Detoxification for a chemical dependency is the safest method of eliminating alcohol or drugs from the body. Deciding to manage your addiction by going “cold turkey” may lead to heart failure, severe organ failure, and seizures. Chronic alcoholics are especially susceptible to a life-threatening condition called delirium tremens that demands immediate emergency treatment
Specific medicines are available to reduce depression, anxiety, cravings, and withdrawal symptoms once a patient has entered a medical detoxification program.

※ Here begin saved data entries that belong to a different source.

Issue #142, opened 2017-04-16
request to display list name in console output


jackfoxy:
It would be useful to have list names displayed along with the simple statistics of each test list run when NOT using the --debug switch. There is really no way to visually tell which lists ran. Example of current state:

[14:37:45 INF] EXPECTO? Running tests...
[14:37:48 INF] EXPECTO! 8 tests run in 00:00:03.5117416 - 8 passed, 0 ignored, 0 failed, 0 errored. Success!
[14:37:48 INF] EXPECTO? Running tests...
[14:37:51 INF] EXPECTO! 9 tests run in 00:00:02.1252166 - 9 passed, 0 ignored, 0 failed, 0 errored. Success!
[14:37:51 INF] EXPECTO? Running tests...
[14:37:51 INF] EXPECTO! 4 tests run in 00:00:00.3081461 - 4 passed, 0 ignored, 0 failed, 0 errored. Success!
[14:37:51 INF] EXPECTO? Running tests...
[14:37:51 INF] EXPECTO! 5 tests run in 00:00:00.2538840 - 5 passed, 0 ignored, 0 failed, 0 errored. Success!
[14:37:51 INF] EXPECTO? Running tests...
[14:37:51 INF] EXPECTO! 5 tests run in 00:00:00.3103716 - 5 passed, 0 ignored, 0 failed, 0 errored. Success!
[14:37:51 INF] EXPECTO? Running tests...
[14:37:52 INF] EXPECTO! 5 tests run in 00:00:00.2989135 - 5 passed, 0 ignored, 0 failed, 0 errored. Success!
[14:37:52 INF] EXPECTO? Running tests...
[14:37:53 INF] EXPECTO! 2 tests run in 00:00:01.5431141 - 2 passed, 0 ignored, 0 failed, 0 errored. Success!
[14:37:53 INF] EXPECTO? Running tests...
[14:37:54 INF] EXPECTO! 4 tests run in 00:00:00.2392289 - 4 passed, 0 ignored, 0 failed, 0 errored. Success!
[14:37:54 INF] EXPECTO? Running tests...
[14:37:56 INF] EXPECTO! 2 tests run in 00:00:02.7312977 - 2 passed, 0 ignored, 0 failed, 0 errored. Success!
[14:37:56 INF] EXPECTO? Running tests...
[14:37:57 INF] EXPECTO! 5 tests run in 00:00:00.2992306 - 5 passed, 0 ignored, 0 failed, 0 errored. Success!
[...]

PR #236, opened 2018-03-31
default printer log with list name

jackfoxy:
https://github.com/haf/expecto/issues/142

Prints nearest common ancestor list name in default printer summary log
If only 1 test, prints name or list name
If no common ancestor for summary, prints "miscellaneous"

### DIFF
--- a/Expecto/Expecto.fs
+++ b/Expecto/Expecto.fs
@@ -647,9 +647,34 @@ module Impl =
                 "( ರ Ĺ̯ ರೃ )"
               else
                 ""
+          let commonAncestor (parentNames : string list) =
+            let rec loop ancestor (descendants : string list) =
+                match descendants with
+                | [] -> ancestor
+                | hd::tl when hd.StartsWith(ancestor)->
+                    loop ancestor tl
+                | _ ->
+                    if ancestor.Contains("/") then
+                        loop (ancestor.Substring(0, ancestor.LastIndexOf "/")) descendants
+                    else
+                        "miscellaneous"
+
+            match parentNames with
+            | [x] -> x
+            | hd::tl ->
+                loop hd tl
+            | _ -> "miscellaneous" //can't get here
+
           logger.logWithAck Info (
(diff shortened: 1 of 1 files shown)


Expecto/Expecto.fs
```diff
@@ -647,9 +647,34 @@ module Impl =
                 "( ರ Ĺ̯ ರೃ )"
               else
                 ""
+          let commonAncestor (parentNames : string list) =
+            let rec loop ancestor (descendants : string list) =
+                match descendants with
```
haf: 2 space indentation is used throughout.

jackfoxy: ...sorry. I'll redo.

Expecto/Expecto.fs
```diff
@@ -647,9 +647,34 @@ module Impl =
...
+            | [x] -> x
+            | hd::tl ->
+              loop hd tl
+            | _ -> "miscellaneous" //we can't get here
+
           logger.logWithAck Info (
-            eventX "EXPECTO! {total} tests run in {duration} – {passes} passed, {ignores} ignored, {failures} failed, {errors} errored. {spirit}"
+            eventX "EXPECTO! {total} tests run in {duration} for {name} – {passes} passed, {ignores} ignored, {failures} failed, {errors} errored. {spirit}"
             >> setField "total" (List.sumBy (fun (_,r) -> r.count) summary.results |> commaString)
+            >> setField "name" (summary.results
```
haf: I don't like logging that does parsing conditional on the logging level (at least if you do an eta-expansion making `level` explicit; do you think you could extract the name to a field above?

haf:
👍 Looking good

Expecto/Expecto.fs
jackfoxy: OK, I think I know what you are asking for (but then in a comment below you say "looking good"??)
I don't know if I will be able to change it today. Hopefully in a couple days.

jackfoxy:
I think this is what you had in mind. Good requirement. The code looks much cleaner.

haf:
Nice! LGTM from me from a code-review perspective. Over to @AnthonyLloyd for the merge :)

AnthonyLloyd:
Perfect thanks!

Taking medications as prescribed is essential for achieving a successful recovery.
Individuals with long-term or severe alcohol or drug addictions will need to enter a residential rehab treatment center that provides a structured environment and 24/7 counseling. The length of an inpatient treatment center program is typically between 30 and 90 days.
People in outpatient treatment are permitted to remain at home while attending intensive therapy sessions during the day. Learn more about EHN Online to find out if this type of addiction treatment is right for you or someone you know.
Bellwood’s Return to Wellness program is a hybrid treatment program involving both residential and outpatient services. Some alcoholics or drug abusers may need to spend a short time in a residential treatment center before transferring to an outpatient program.
EHN Canada offers different forms of counseling sessions to accommodate individuals with specific problems. Individual, group, alcoholism, depression, and anxiety counseling is available that incorporates elements of CBT, DBT, and other therapies.
Relapse management techniques and resources are meant to help people in recovery deal with cravings caused by stressful situations or “triggers”. Relapse prevention is also designed to address recovering addicts who are sober but still in denial about their chronic addiction.
Having the unconditional support of a parent, spouse, son, daughter, sibling and other loved ones is vital to recovery and a lifetime of sobriety. EHN Canada strongly encourages the inclusion of family members in a patient’s treatment and Aftercare program.
Aftercare services are available from EHN Canada to support recovering patients and their loved ones once the patient has been discharged from their treatment program. Help provided by aftercare services includes 24/7 crisis counseling, access to community resources, and assistance with employment and housing needs.